This thread made me put on symphonies 38-41.


----------



## Captainnumber36 (Jan 19, 2017)

poconoron said:


> Here are some snippets which show the vast, wide-ranging talents of my favorite composer. Enjoy.........
> 
> 
> 
> ...


I just finished Symphony 38 and decided to check some of these out. The first one sounds like nothing else I've heard from Mozart, it's spectacular! Almost like a Beethoven quartet, but with more constraint (not in a bad way).


----------



## Captainnumber36 (Jan 19, 2017)

poconoron said:


> Here are some snippets which show the vast, wide-ranging talents of my favorite composer. Enjoy.........
> 
> 
> 
> ...


These were great, thanks for sharing them!


----------



## Heck148 (Oct 27, 2016)

Ludwig Von Chumpsky said:


> Hi all, what a great forum. First post (other than the introduction).
> 
> I honestly never liked Mozart, at least what I heard, which I now know was his earlier work. Just seemed too much like bits and pieces of scales arranged in standard ways. But I have to say, after reading a great book about him, I'm rethinking my opinion. Even his first symphony, written when he was nine or ten, seems better now. And it's not just that I'm hearing more than constructed bit and pieces. I'm hearing the inspiration. And the more I learn about his life, the more I appreciate his work.
> 
> So what do you guys think? I know this is an opinion that'll be very subjective, but in responding either way, like or dislike, maybe provide specific reasons to support you opinion so we don't get into a she said/he said type argument.

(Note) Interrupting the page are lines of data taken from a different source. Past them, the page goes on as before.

PR #15935, opened 2021-11-03
Support right click to open a link in a new tab

### LINKED ISSUE #15893: Support right click to open a link in a new tab
Original issue #15436
Put it into target2.5.0

AllForNothing:
Fixes #15893

1. Enable  right-click to open in a new tab for "project links" and "repository links" (other links have extra logic, so can not enable it)

### DIFF
--- a/src/portal/src/index.html
+++ b/src/portal/src/index.html
@@ -4,7 +4,7 @@
 <head>
     <meta charset="utf-8">
     <title>Harbor</title>
-    <base href="/">
+    <base href="/test">
     <meta name="viewport" content="width=device-width, initial-scale=1">
     <link rel="icon" type="image/x-icon" href="favicon.ico?v=2">
     <link rel="preload" as="style" href="./light-theme.css">
--- a/src/portal/src/app/base/left-side-nav/projects/list-project/list-project.component.html
+++ b/src/portal/src/app/base/left-side-nav/projects/list-project/list-project.component.html
@@ -15,7 +15,7 @@
     <clr-dg-column [clrDgSortBy]="'creation_time'">{{'PROJECT.CREATION_TIME' | translate}}</clr-dg-column>
     <clr-dg-row *ngFor="let p of projects" [clrDgItem]="p">
         <clr-dg-cell>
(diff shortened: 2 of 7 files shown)


YangJiao0817 (approved):

wy65701436 (approved):
lgtm

src/portal/src/index.html
```diff
@@ -4,7 +4,7 @@
 <head>
     <meta charset="utf-8">
     <title>Harbor</title>
-    <base href="/">
+    <base href="/test">
```
lindhe, line 7: Why is this set to `/test` now?

AllForNothing: @lindhe Thanks for the info. I forgot to change it back。 It should be "/"

lindhe: That's alright, it's easy to make mistakes. Even the code review from @wy65701436 didn't catch it. Please refer to this PR when you submit the fix, so it's easy to find for people looking at this comment thread. :)

Pro tip: Instead of using `git add .` to add all changes, you can use `git add -p` which lets you inspect each hunk of patch individually before adding.

lindhe: And maybe there should be a regression test implemented to catch this in the future?

AllForNothing: @lindhe Of course, Considering adding a new nightly(e2e) case to cover this

lindhe: Thank you for fixing this so quickly. That's nice.

I've noticed that PR descriptions are often very short in this project. I think that if you spent some more time writing a description of what this change is supposed to do, and perhaps mention any surprising work-arounds made in the code, it would be easier for the code reviewer to know if the code looks like it should. Just a thought! :)

Again, thank you for fixing this. I appreciate seeing that Harbor is actively worked on.

lindhe:
@AllForNothing Which version of Harbor will ship with this fix? :) I'm really looking forward to it.

AllForNothing:
@lindhe The upcoming 2.5 release already contains  this fix

Issue #15973, opened 2021-11-08
Replication rule user interaction should be more friendly


wy65701436:
I got 400 after I improper configurate the replication rule, but the error msg doesn't help.
![image](https://user-images.githubusercontent.com/2841473/140769217-5806354e-ead9-4cec-a375-770ea6733e17.png)

The root cause is that there is a white space between the repository, it works after I remove it.
![image](https://user-images.githubusercontent.com/2841473/140769576-80e4ec9a-2c45-45ab-a09c-efcf24c04f76.png)

And, I didn't get useful error msg from both source & target Harbor core/proxy log. 
It should be enhanced.

PR #15985, opened 2021-11-10
fix(replication): enhance the replication rule validation

chlins:
Fix: https://github.com/goharbor/harbor/issues/15973


src/pkg/reg/adapter/harbor/base/adapter.go
```diff
@@ -224,6 +224,10 @@ func (a *Adapter) ListProjects(filters []*model.Filter) ([]*Project, error) {
 		names, ok := util.IsSpecificPathComponent(projectPattern)
 		if ok {
 			for _, name := range names {
+				if strings.Contains(name, " ") {
```
wy65701436, line 227: or can we use strings.TrimSpace() to ensure name? And let user to config white space in UI? Just a suggestion.

ywk253100 (approved):

wy65701436 (approved):
lgtm

Issue #15988, opened 2021-11-10
Default robot permissions should be all false


dioguerra:
Security wise, it is best to have the robot permissions
all set to false and if the users wish to enable a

I'm always reminded of the words of Bruno Walter, one of the greatest Mozarteans:

*Bruno Walter: "When I was very young, when I was a teenager, then I was only enthusiastic for the great pathos and the big emotions, and Mozart seemed to me at that time too quiet, too tranquil. Youth is more apt to love the shout and the great gestures. ... I fell into the same category. It needs some maturity to understand the depth of emotion that speaks in Mozart's seeming tranquility and measure."
* 
wise man, Walter....


----------



## Pugg (Aug 8, 2014)

Captainnumber36 said:


> This thread made me put on symphonies 38-41.


And me this one:


----------



## Nereffid (Feb 6, 2013)

janxharris said:


> But if an essential element of great music is definition (i.e. degree of distinctness) then surely Mozart often fails does he not? I do consider him a genius for some of his work, but it's well established fact that he (and he is not alone, I know) uses chords IV, V, I in his cadences with an irritating regularity.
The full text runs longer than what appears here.